Rapid tumor diagnosis enabling patient targeted cancer treatment
Summary
Tumour composition varies drastically, yet traditional diagnostic methods primarily target cancer cells, which comprise approximately 50% of the tumour. This narrow focus may result in an incomplete diagnostic perspective, thereby limiting the implementation of “Personalized Therapies” that could enhance treatment efficacy.
The new AI-Powered Diagnostic system developed by the Olivia Newton-John Cancer Research Institute (ONJCRI) is being leveraged to harness all information within the tumour, enabling a tailored treatment for each patient.
Currently in advanced development, this method is potentially suitable for 15 different tumour types. By integrating patented biosensor technology, it delivers reliable results in a cost-effective and time-efficient manner, with a processing time of approximately two hours. The system is user-friendly, requiring no specialized expertise to operate, and ensures reproducibility. Additionally, when deployed via cloud-based platforms, it becomes easily accessible to medical services in both urban and remote regions worldwide.
This funding call will focus on colorectal cancer (CRC) to enable a prototype as the first phase of proving the system’s effectiveness in this fast-increasing global disease.
Our story
The method by which tumors are assessed makes a significant difference when developing personalized treatment approaches for patients on the individual level. Standard diagnostic methods review only the 50% portion of the tumour that has the cancer cell, a decision partly based on expediency and inability to standardise the process.

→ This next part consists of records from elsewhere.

PR #3954, opened 2024-12-10
[Libp2p] Generic DHT persistence

rob-maron:
### This PR: 

Refactors the DHT persistence from being file-backed to being made generic. We want this so the sequencer can use it with SQL storage as well


crates/libp2p-networking/src/network/behaviours/dht/store/persistent.rs
```diff
@@ -164,70 +261,87 @@ impl<R: RecordStore> FileBackedStore<R> {
...
-            .with_context(|| "Failed to serialize records")?;
+        // Spawn a task to save the DHT to the persistent storage
+        let persistent_storage = self.persistent_storage.clone();
+        let record_delta = Arc::clone(&self.record_delta);
+        tokio::spawn(async move {
+            debug!("Saving DHT to persistent storage");
+
+            // Save the DHT to the persistent storage
+            if let Err(e) = persistent_storage
+                .save(serializable_records)
```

The other 50% of the tumor’ s ecosystem consists of immune cells (20%), the extracellular matrix — primarily collagen (20%) — and other cell types making up the remaining 10%. These components require different methods of analysis, which are often overlooked due to time and cost constraints. Unfortunately, focusing solely on cancer cells (50%) can result in significant differences in how patients respond to treatment, underscoring the limitations of traditional diagnostic systems.
There is evidence to show that assessment of tumor-infiltrating lymphocytes (TILs), immune cells within the tumour core, is a superior predictor of outcomes. TIL density and infiltration are significant predictors of survival in tumours. However, TILs assessment is not routinely used in clinical settings because of challenges in manual interpretation and the lack of cost-effective standardized method.
Digital pathology and AI offer a promising solution with fully automated digital imagine analysis. Developed as a collaboration between La Trobe University and the Olivia Newton-John Cancer Research Institute, the aim is to develop a robust prognostic and diagnostic approach using state-of-the art technologies.
Of the 15 cancer cell types that show potential for this method, the initial research and testing is being conducted on Colorectal cancer (CRC). As the third most diagnosed cancer there were 1.9 million cases reported and over 930,000 lives lost globally in 2023, figures that projected to triple in the next 15 years unless we are able to improve diagnosis and treatment.
Endorsed by
There is so much information as to why cancers evolve and what we can do about them. Until recently we haven’t been able to assimilate all this information into one coherent rule to understand the cancer better, or the likely means of managing it.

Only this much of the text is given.